PR #1824, opened 2023-01-03
CMR-8727: Reducing access control Errors when indexing collections into graphDb

eudoroolivares2016:
* Adds a retry policy for indexCmrCollections that reduces instances of concurrent modification errors
* Adds a retry policy using axios-retry for requests to the access-control app
* This does not seem to completely fix the concurrency issues however, there are now scripts to index missing collections into graphDb to compensate
* Update to package.json
* Minor updates to unrelated tests and SC
* Improves logs so that cloudwatch interpretation is easier

### DIFF
--- a/graph-db/serverless/src/indexCmrCollection/__test__/handler.test.js
+++ b/graph-db/serverless/src/indexCmrCollection/__test__/handler.test.js
@@ -120,7 +120,7 @@ describe('indexCmrCollection handler', () => {
     expect(statusCode).toBe(200)
   })
 
-  test('test collection that has an index on CMR but, it is on actually stored in db', async () => {
+  test('test collection that has an index on CMR but, it is Not stored in db', async () => {
     const conceptId = 'C123755555-TESTPROV'
     nock(/local-cmr/)
       .get(/collections/)
--- a/graph-db/serverless/src/indexCmrCollection/__test__/handler.test.js
+++ b/graph-db/serverless/src/indexCmrCollection/__test__/handler.test.js
@@ -120,90 +120,29 @@ describe('indexCmrCollection handler', () => {
     expect(statusCode).toBe(200)
   })
 
-  // test('test collection that has an index but, is not in the oracle db', async () => {
-  //   // Pass an error to the response of fetchCmrCollection
-  //   // Emits an error event on the request object, not the reply
-  //   const conceptId = 'C123755555-TESTPROV'
-  //   nock(/local-cmr/)
-  //     .get(/collections/)
-  //     .replyWithError('Collection not found', { statusCode: 404 })
-  //     // commenting out for now TODO may use for exponential back-off strategy
-  //     // .get(/collections/)
-  //     // .replyWithError('Error Collection not found', { statusCode: 404 })
-  //     // .get(/collections/)
-  //     // .replyWithError('Error Collection not found', { statusCode: 404 })
+  test('test collection that has an index on CMR but, it is on actually stored in db', async () => {
+    const conceptId = 'C123755555-TESTPROV'
+    nock(/local-cmr/)
+      .get(/collections/)
+      .reply(200, {
+        hits: 0,
+        took: 6,
+        items: ['Bad Data in here']
+      })
 
-  //   const event = getEvent(conceptId, 'concept-update')
-
-  //   const consoleMock = jest.spyOn(console, 'log')
-
-  //   const indexed = await indexCmrCollection(event)
-  //   // It will try to reindex TODO won't reindex right now. I'm not sure yet why this is the value 2 since the error is only printed once
-  //   expect(consoleMock).toBeCalledTimes(2)
-  //   // expect(consoleMock).toBeCalledWith('Could not complete request due to error: Error: Error Collection not found')
-  //   // expect(consoleMock).toBeCalledWith(`Could not fetch collection ${conceptId} due to error: Error: Collection not found`)
-  //   // expect(consoleMock).toBeCalledWith('Error indexing collection, Exception was thrown in lambda: Error: Collection not found')
-  //   // expect(consoleMock).toBeCalledWith('Error indexing collection, Exception was thrown in index collection handler: ', new Error('Cannot read properties of null (reading \'data\')'))
-  //   expect(consoleMock).toBeCalledWith('Could not fetch collection C123755555-TESTPROV due to error:')
-  //   // expect(consoleMock).toBeCalledWith('Error indexing collection, Exception was thrown in lambda: Error Collection not found')
-
-  //   // expect(consoleMock).toBeCalledWith('Exception raised, retrying to index collection # ', 0)
-
-  //   const { body } = indexed
-
-  //   expect(body).toBe('Successfully indexed 0 collection(s).')
-  // })
-  // TODO Need more logging information from AWS before using retry keep commented out for now
-  // test.only('testing the retry policy for failed attempts', async () => {
-  //   // Pass errors until the third attempt does not return an error
-  //   // Emits an error event on the request object, not the reply
-  //   nock(/local-cmr/)
-  //     .get(/collections/)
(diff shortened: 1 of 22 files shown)


ygliuvt (approved):

graph-db/serverless/src/indexCmrCollection/__test__/handler.test.js
```diff
@@ -120,53 +120,40 @@ describe('indexCmrCollection handler', () => {
     expect(statusCode).toBe(200)
   })
 
-  test('test indexing of a broken collection', async () => {
-    // Pass an error to the response of fetchCmrCollection
+  test('test collection that has an index on CMR but, it is Not stored in db', async () => {
+    const conceptId = 'C123755555-TESTPROV'
     nock(/local-cmr/)
       .get(/collections/)
-      .replyWithError('Error Collection not found', { statusCode: 404 })
```
jaybarra, line 127: For the case of a 404, is that still handled?

eudoroolivares2016: So this test case was intended to be if we were able to fetch the collection from CMR but, the data that it returned was invalid. I actually think this should have always been a 200 to test this functionality not a 404. We saw this happen only once against SIT but, that is why we wrapped this around a try-catch. The function fetchCmrCollection should 
` if (getConceptType(conceptId) === 'collection' && action === updateActionType) {
      try {
        const collection = await fetchCmrCollection(conceptId, token)

        const { data = {} } = collection
        const { items = [] } = data

        if (items.length === 0) {
          console.log(`Skip indexing of collection [${conceptId}] as it is not found in CMR`)

          skipCount += 1
        } else {
          const [firstCollection] = items

          // Fetch the permitted groups for this collection from access-control
          const groupList = await fetchCollectionPermittedGroups(conceptId, token)

          console.log(`Start indexing concept [${conceptId}], revision-id [${revisionId}]`)

          await indexCmrCollection(firstCollection, groupList, gremlinConnection)

          recordCount += 1
        }`
If it gets data back from CMR then it is in the else block and to test if the data in the response was not good from this function:
 https://github.com/nasa/Common-Metadata-Repository/blob/master/graph-db/serverless/src/utils/cmr/__test__/fetchCmrCollection.test.js
 
 There is a different test in that file called:
'test index of not found collection' which is should be checking against a collection which is not found from CMR in that case it would hit the `if` block. While that test does have 200 response being sent perhaps it should be 404? either way I'm going to add a more detailed comment for the test we were originally discussing. Here is the other test I mentioned: https://github.com/nasa/Common-Metadata-Repository/blob/master/graph-db/serverless/src/indexCmrCollection/__test__/handler.test.js it is called `test index of not found collection`

graph-db/serverless/src/indexCmrCollection/__test__/handler.test.js
```diff
@@ -376,3 +363,59 @@ describe('indexCmrCollection handler', () => {
     await verifyRelatedUrlExistInGraphDb(anothercollectionTitle, newDocUrl)
   })
 })
+
+test('test indexing a collection where the event types is invalid', async () => {
```
eudoroolivares2016, line 367: * event type

dpesall (approved):

jceaser (approved):

eudoroolivares2016:
For those watching this PR, we are currently changing the graphDb engine in the envs so that may affect this PR which is what is holding it up currently

zimzoom (approved):

graph-db/serverless/src/utils/cmr/__test__/indexCollection.test.js
```diff
@@ -58,20 +58,26 @@ describe('utils#indexCmrCollection', () => {
...
+        .reply(200, mockAclResponse)
 
       // Provide `null` for the gremlin connection to throw an error
+      // await expect(indexCmrCollection(collectionObj, [], null))
+
       const result = await indexCmrCollection(collectionObj, [], null)
 
       expect(result).toBeFalsy()
 
+      // Retry policy in place. Called 5 times (maxDepth) uses two different logs for this error the project and the collection itself. One additional log for max attempts being reached
```
eudoroolivares2016, line 70: Remove this no longer the case

graph-db/serverless/src/utils/cmr/__test__/indexCollection.test.js
```diff
@@ -58,20 +58,26 @@ describe('utils#indexCmrCollection', () => {
...
 
       // Error message logged because deleteCmrCollection failed because of null gremlinConnection
       expect(consoleMock.mock.calls[0][0]).toEqual(`Error deleting project vertices only linked to collection [${conceptId}]: Cannot read properties of null (reading 'V')`)
 
-      // Error message logged because addV failed because of null gremlinConnection
-      expect(consoleMock.mock.calls[1][0]).toEqual(`Error indexing collection [${conceptId}]: Cannot read properties of null (reading 'addV')`)
+      // Error message logged because addV failed, first attempt being printed to console
+      expect(consoleMock.mock.calls[1][0]).toEqual(`Error indexing collection into graph database [${conceptId}]: Cannot read properties of null (reading 'addV')`)
+
+      // // Error message that max attempts have been reached according to the retry policy
```
eudoroolivares2016, line 79: Remove these comments as well

graph-db/serverless/src/utils/cmr/fetchCollectionPermittedGroups.js
```diff
@@ -1,11 +1,28 @@
...
-
+import axiosRetry from 'axios-retry'
 /**
  * Fetch a the permitted groups of a collection from CMR access control
  * @param {String} conceptId Collection concept id from CMR
  * @param {String} token An optional Authorization Token
  * @returns [] An array containing the permitted groups of a collection
  */
+
+// Compensate for any misses to the endpoint max retries is going to be 4 using
```
eudoroolivares2016, line 10: Remove these comments since we are no longer using the exponential retry instead we are just multiplying the wait ourselves by the amount of times we have tried

graph-db/serverless/src/utils/cmr/fetchPageFromCMR.js
```diff
@@ -79,21 +82,25 @@ export const fetchPageFromCMR = async ({
...
-
+          // Locally we will call indexCmrCollections directly, otherwise send the job to SQS queue
           await indexCmrCollections({ Records: queueBody })
         } else {
           const sqsEntries = []
-
           chunk.forEach((collection) => {
             const { id: conceptId } = collection
 
+            // TODO: Since we already made a call to CMR we may want to pass that information into the event
```
eudoroolivares2016, line 92: Useful because we can make the decision if this is a good change in the future

graph-db/serverless/src/utils/cmr/fetchPageFromCMR.js
```diff
@@ -106,17 +113,21 @@ export const fetchPageFromCMR = async ({
       })
     }
 
-    // If we have an active searchAfter and there are more results
+    // If we have an active searchAfter so we aren't on the last page and there are more results
+    // Second argument is to parse integers in base 10
     if (cmrsearchAfter && entry.length === parseInt(process.env.PAGE_SIZE, 10)) {
+      // TODO: Investigate putting in a wait function between calls for each page to allow it to get picked
```
eudoroolivares2016, line 119: Useful since we can investigate this for further optimizations to graphDb

graph-db/serverless/src/utils/cmr/fetchCollectionPermittedGroups.js
```diff
@@ -16,6 +33,9 @@ export const fetchCollectionPermittedGroups = async (conceptId, token) => {
 
   let response
   try {
+    // TODO: We can put a wait function here to ensure that this thing is waiting a long time between calls so that we can
```
eudoroolivares2016, line 36: Remove, putting a wait before the call does not make sense, better to put waits between failures to the access-control app if there are any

◆ Problem to work on ◆
Select the lines in this material that hold the word "Useful", leaving none out.

◆ Answer section ◆
eudoroolivares2016, line 92: Useful because we can make the decision if this is a good change in the future
eudoroolivares2016, line 119: Useful since we can investigate this for further optimizations to graphDb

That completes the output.